TASK PROMPT: Among the entries that follow, some lines contain the word "Formats". Show all of them.

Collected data
____
PR #884, opened 2021-02-21
Update validateUserInput to fix invalid values in more scenarios

oznu:
Throw more warnings instead of errors, if invalid value is supplied, revert back to last known good value, or a default.

### DIFF
--- a/package.json
+++ b/package.json
@@ -1,6 +1,7 @@
 {
   "name": "hap-nodejs",
-  "version": "0.9.2-beta.6",
+  "version": "0.9.2-beta.7",
+  "betaVersion": "0.9.2",
   "description": "HAP-NodeJS is a Node.js implementation of HomeKit Accessory Server.",
   "main": "dist/index.js",
   "types": "dist/index.d.ts",
--- a/package.json
+++ b/package.json
@@ -1,6 +1,6 @@
 {
   "name": "hap-nodejs",
-  "version": "0.9.1",
+  "version": "0.9.2-beta.2",
   "description": "HAP-NodeJS is a Node.js implementation of HomeKit Accessory Server.",
   "main": "dist/index.js",
   "types": "dist/index.d.ts",
--- a/package.json
+++ b/package.json
@@ -1,6 +1,6 @@
 {
   "name": "hap-nodejs",
-  "version": "0.9.2-beta.2",
+  "version": "0.9.2-beta.4",
   "description": "HAP-NodeJS is a Node.js implementation of HomeKit Accessory Server.",
   "main": "dist/index.js",
   "types": "dist/index.d.ts",
--- a/package.json
+++ b/package.json
@@ -1,6 +1,6 @@
 {
   "name": "hap-nodejs",
-  "version": "0.9.2-beta.4",
+  "version": "0.9.2-beta.6",
   "description": "HAP-NodeJS is a Node.js implementation of HomeKit Accessory Server.",
   "main": "dist/index.js",
   "types": "dist/index.d.ts",
--- a/src/lib/Characteristic.ts
+++ b/src/lib/Characteristic.ts
@@ -1283,7 +1283,7 @@ export class Characteristic extends EventEmitter {
     try {
       value = this.validateUserInput(value)!;
     } catch (error) {
-      this.characteristicWarning(error.message + "", CharacteristicWarningType.ERROR_MESSAGE, error?.stack);
+      this.characteristicWarning(error?.message + "", CharacteristicWarningType.ERROR_MESSAGE, error?.stack);
       if (callback) {
         callback(error);
       }
@@ -1364,7 +1364,7 @@ export class Characteristic extends EventEmitter {
     try {
       value = this.validateUserInput(value);
     } catch (error) {
-      this.characteristicWarning(error.message + "", CharacteristicWarningType.ERROR_MESSAGE, error?.stack);
+      this.characteristicWarning(error?.message + "", CharacteristicWarningType.ERROR_MESSAGE, error?.stack);
       if (callback) {
         callback();
       }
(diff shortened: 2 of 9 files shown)


src/lib/definitions/generator-configuration.ts
```diff
@@ -75,6 +75,9 @@ export const CharacteristicOverriding: Map<string, (generated: GeneratedCharacte
   ["rotation.speed", generated => {
     generated.units = "percentage";
   }],
+  ["temperature.current", generated => {
+    generated.minValue = -273.15;
+  }],
```
oznu, line 80: Absolute zero.

image

package.json
```diff
@@ -1,6 +1,6 @@
 {
   "name": "hap-nodejs",
-  "version": "0.9.1",
+  "version": "0.9.2-beta.6",
```
Supereg, line 3: I saw beta 6 was already released? where is the code for that? why is it not pushed to beta branch?
The CI for the beta branch currently works with having a `betaVersion` property defining what the base of the beta version is. In that case it would be `0.9.2`. This way it will always bull in the latest tag number.

```suggestion
  "version": "0.9.1",
  "betaVersion": "0.9.2",
```

src/lib/Characteristic.ts
```diff
@@ -1256,7 +1283,7 @@ export class Characteristic extends EventEmitter {
     try {
       value = this.validateUserInput(value)!;
     } catch (error) {
-      this.characteristicWarning(error.stack + "", CharacteristicWarningType.ERROR_MESSAGE);
+      this.characteristicWarning(error.message + "", CharacteristicWarningType.ERROR_MESSAGE);
```
Supereg, line 1286: Would it maybe make sense to extend characteristicWarning method to be able to overwrite the stack trace if we got one, like in this case?

src/lib/Characteristic.ts
```diff
@@ -1337,7 +1364,7 @@ export class Characteristic extends EventEmitter {
     try {
       value = this.validateUserInput(value);
     } catch (error) {
-      this.characteristicWarning(error.stack + "");
+      this.characteristicWarning(error.message + "");
```
Supereg, line 1367: Passing custom stack/error to characteristic warning, same as above.

src/lib/Characteristic.ts
```diff
@@ -1686,7 +1713,12 @@ export class Characteristic extends EventEmitter {
       case Formats.ARRAY:
         return [];
       default:
-        return this.props.minValue ?? 0;
+        switch(this.UUID) {
+          case Characteristic.CurrentTemperature.UUID:
+            return 0;
```
Supereg, line 1718: What is the rationale behind this special case?
Only to not deliver -273?

src/lib/Characteristic.ts
```diff
@@ -1686,7 +1713,12 @@ export class Characteristic extends EventEmitter {
...
+          default:
+            return this.props.minValue ?? 0;
```
Supereg, line 1720: Just a though while reading through that.
We might need to consider cases where `validValues` or `validValueRanges` is defined but not `minValue`.
I think you could use the `validValuesIterator()` and just pop the first element, to not create duplication logic.

src/lib/Characteristic.ts
```diff
@@ -1835,12 +1867,9 @@ export class Characteristic extends EventEmitter {
    * @param value - The value received from the API call
    */
   private validateUserInput(value?: Nullable<CharacteristicValue>): Nullable<CharacteristicValue> {
-    if (value === undefined) {
-      this.characteristicWarning(`characteristic was supplied illegal value: undefined! This might throw errors in the future!`);
-      return this.value; // don't change the value
-    } else if (value === null) {
```
Supereg, line 1841: Why would we want to allow undefined values? All cases I seen so far stem from programming errors which would have gone unnoticed otherwise. Am I missing something in the diff?

Edit: Saw that those get mapped to default values for certain values. As long as we still output a warning, I'm fine with that 👍

Supereg (commented):
Thanks for the pr. Also the added test cases are a added benefit to the project 👍 

Lefts some thoughts on some snippets.

src/lib/Characteristic.ts
oznu: calling `validValuesIterator()` here results in some sort of loop when running the tests.

oznu:
@Supereg should the Formats.FLOAT type have the same minimum and maximum values as Formats.INT?

src/lib/Characteristic.ts
oznu: In the interest of getting this out asap, I've just added some rudimentary checks here instead.

src/lib/Characteristic.ts
oznu: Updated the `characteristicWarning` method to take an optional stack trace. Added stack traces to everywhere that makes sense.

src/lib/Characteristic.ts
oznu: As above 😄

src/lib/Characteristic.ts
oznu: The first plugin i tried was getting the initial value from the default, but then set min props to `-50` so it triggered a warning that `-273` was less than the minimum of `-50`. Setting to zero just avoids any other potential issues that may arise from this change.

oznu: I've put a comment in the code explaining why.

src/lib/Characteristic.ts
oznu: Yep, the undefined handler is now right down the bottom in case it manages to get through all the other checks and still be undefined!

Supereg (commented):
You increased all the timeouts for characteristics reads/writes to 15 seconds? But the snapshot timeout is still at 10s?

What is the reason that we increase characteristics read and writes to 15 seconds?

Other than that the PR looks great to me 👍

oznu:
15 second total timeout was to reduce support requests for Homebridge 1.3.x. If people were happy with their "slow" setup prior we shouldn't force terminate the request on them to aggressively. The warning is still at 3s which I think is the main one people will action.

I did miss the snapshot timeout, I'm away from the computer for the night - would you mind adjusting this prior to the 9.0.2 release?

Supereg (approved):
As discussed I prepared the final state of the upcoming 0.9.2 release.

As discussed in private, HomeKit enforces a 10 second timeout on `/characteristics` requests anyways. Thus the our timeout values got reduced to fit into that time frame. Otherwise HomeKit will report all of our services as non responsive.

The Image snapshot handler was increased to have a ~ 22s timeout, as even HomeKit seems to be a bit more lenient with that.

I will merge this PR into beta for now and **draft** some release notes.
I await your approval, and not yet publish it as 0.9.2. Feel free to do that yourself if you are happy with those changes.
____
ANSWER SECTION:
       case Formats.ARRAY:
@Supereg should the Formats.FLOAT type have the same minimum and maximum values as Formats.INT?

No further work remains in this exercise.